Because of the very high resolution (i.e., 1 km) of model simulations and relatively coarse resolution of CN05.1 (0.25° × 0.25°) data, the model simulations are validated against the station-based observations by converting the gridded outputs using bilinear interpolation to match the observations. Our study also compares the coarse resolution energy fluxes (1° × 1°), ET and soil moisture (0.25° × 0.25°) products with the fine-scale WRF simulations. However, the typically coarse spatial resolution fields can be significantly biased over complex and heterogeneous terrain at local scales. Furthermore, large scale systematic model biases exist in simulating heterogeneous land surface processes due to biases in lateral and lower boundary conditions derived from coarse resolution reanalysis data (Moalafhi et al., 2016). The direct comparison using absolute values does not make much sense (Zhou et al., 2012; Hua et al., 2014). Using reference values computed over the inner domain (d03, Figure 1A) for the same time period establishes a baseline from which anomalies are calculated. This effectively normalizes the data so they can be compared among the simulations from different LSMs and combined to more accurately represent the spatial patterns of fine-scale features. For these reasons, anomalies more accurately describe climate variability over larger areas than absolute temperatures do. Herein, the time series of the regional average fields over eastern China is used as the baseline. Both the modeled and observed anomaly fields are obtained by subtracting the baseline at each grid. We measure the quality of model simulations with reference to the observational data by calculating the mean bias, root mean square error (RMSE) and statistical correlation.

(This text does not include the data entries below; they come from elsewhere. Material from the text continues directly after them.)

PR #546, opened 2020-09-15
Survey page overview

bkhan2:
# Motivation and Context
ability to add survey mode when creating survey

# What has changed
added funcitonality

# How to test?
sign in to rops, create a survey, click on the survey. It should say eQ or SEFT in the Survey Mode section.


response_operations_ui/forms.py
```diff
@@ -199,6 +199,7 @@ class CreateSurveyDetailsForm(FlaskForm):
                                                 message='Please use alphanumeric characters only.')])
     survey_ref = StringField('survey_ref', validators=[InputRequired(message="Please remove spaces in Survey ID")])
     legal_basis = SelectField('legal_basis', choices=[('', 'Select an option')])
+    survey_mode = SelectField('survey_mode', choices=[('', 'Select an option'), ('eQ', 'eQ'), ('SEFT', 'SEFT')])
```
insacuri, line 202: is one of the pairs of values the value of the field?  If so, one of them needs to be EQ.  I think you said you'd look at it, but it's important that it gets done so I'll mention it so it doesn't get forgotten about!

insacuri (approved):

To examine the impacts of the two extreme heat events with regards to their land surface conditions using observed temperatures and GLEAM data from a longer time scales, we calculate the standardized anomalies of temperature, ET, soil moisture and energy fluxes for the summer of 2013 and 2017 following Xu et al. (2011). The standardized anomalies are expressed as a=(x−m)/s, where a is the standardized anomaly of a given variable (e.g., temperature, ET and soil moisture) in a specific year (2013 or 2017). x denotes the values in 2013 or 2017. m and s represent the long term mean and standard deviation over a reference period from 2003 to 2018, but excluding 2013 and 2017.
Results and Discussion
Extreme Heat Events in Observations and Models
Multi-day averaged maximum temperature anomalies during the summer of 2013 are shown in Figure 2. On average, the observed daily maximum temperatures exhibit remarkable warming in the eastern areas of the study region, with largest magnitudes (>2°C) in Shanghai and north of Zhejiang province around 30°N (Figures 2A,B). For the 2017 case, the magnitude is weaker than that in 2013 (Figures 2C,D). There are two warming centers in 2017, one with a strong maximum around 29 °N and the other near Shanghai (Figures 2C,D).

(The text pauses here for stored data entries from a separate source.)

PR #556, opened 2020-10-29
Bug fix for respondent being referenced after deletion

akssinhaamit:
# Motivation and Context
The responded was being referenced from reporting unit after deletion which causes 500 error
# What has changed
logic has been added to avoid 500 errors

# How to test?
Smoke test and business approval required
# Links
[Trello](https://trello.com/c/NzvpAaU3/185-bug-respondent-delete-bugs)

### DIFF
--- a/response_operations_ui/controllers/party_controller.py
+++ b/response_operations_ui/controllers/party_controller.py
@@ -61,6 +61,8 @@ def get_respondent_by_party_id(respondent_party_id):
         response.raise_for_status()
     except requests.exceptions.HTTPError:
         log_level = logger.warning if response.status_code in (400, 404) else logger.exception
+        if response.status_code == 404:
+            return ''
         log_level('Error retrieving respondent party', respondent_party_id=respondent_party_id)
         raise ApiError(response)
 
--- a/response_operations_ui/controllers/party_controller.py
+++ b/response_operations_ui/controllers/party_controller.py
@@ -61,9 +61,9 @@ def get_respondent_by_party_id(respondent_party_id):
         response.raise_for_status()
     except requests.exceptions.HTTPError:
         log_level = logger.warning if response.status_code in (400, 404) else logger.exception
-        if response.status_code == 404:
-            return ''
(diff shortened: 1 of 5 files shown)


response_operations_ui/views/case.py
```diff
@@ -110,7 +110,8 @@ def get_user_from_case_events(case_events):
         except KeyError:
             logger.info('There was no partyId in case event', case_event=case_events[first_case_event])
             return ''
-        respondent_name = respondent.get('firstName') + ' ' + respondent.get('lastName')
+        respondent_name = respondent.get('firstName') + ' ' + respondent.get('lastName') if respondent != '' \
+            else 'Respondent does not exists in the system. This may be due to the GDPR retention policy.'
```
warrenbailey, line 114: I think if you make the above an empty json I think you could make this

if not respondent_name:
   return Respondent does not exists in the system. This may be due to the GDPR retention policy.

warrenbailey (changes requested):
Looks good, just one thing

response_operations_ui/controllers/party_controller.py
```diff
@@ -61,6 +61,8 @@ def get_respondent_by_party_id(respondent_party_id):
         response.raise_for_status()
     except requests.exceptions.HTTPError:
         log_level = logger.warning if response.status_code in (400, 404) else logger.exception
+        if response.status_code == 404:
+            return ''
```
warrenbailey, line 65: I think this would be better returning an empty json object rather than a string to keep the return value consistent

response_operations_ui/controllers/party_controller.py
```diff
@@ -61,6 +61,8 @@ def get_respondent_by_party_id(respondent_party_id):
...
         log_level('Error retrieving respondent party', respondent_party_id=respondent_party_id)
```
warrenbailey, line 66: we should probably move this log line above the if statement too

warrenbailey (approved):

For the model simulations, almost all of them show higher warming near Shanghai and north of Zhejiang province (Figure 3 and Figure 4). Despite their differences in magnitude, all the LSSs have statistically significant spatial correlations (r > 0.54, p < 0.05, n = 180, where r is the correlation coefficient and n is the sample size hereafter) with the station-based observations over eastern China. A closer inspection shows that Noah has the significant positive correlation with the reference data, with r = 0.58 (p < 0.05). For the daily mean and minimum temperatures, the simulations with Noah and Noah-MP show generally consistent spatial distributions compared with the observed fields (Supplementary Figures S1–S4). Overall, most LSSs-induced experiments manifest similar distributions, with stronger warming in north of ∼31°N latitude than south of ∼29°N latitude in Figures 3,4, but the simulations of extreme values (i.e., maximum and minimum temperatures) are very sensitive to the LSSs choice.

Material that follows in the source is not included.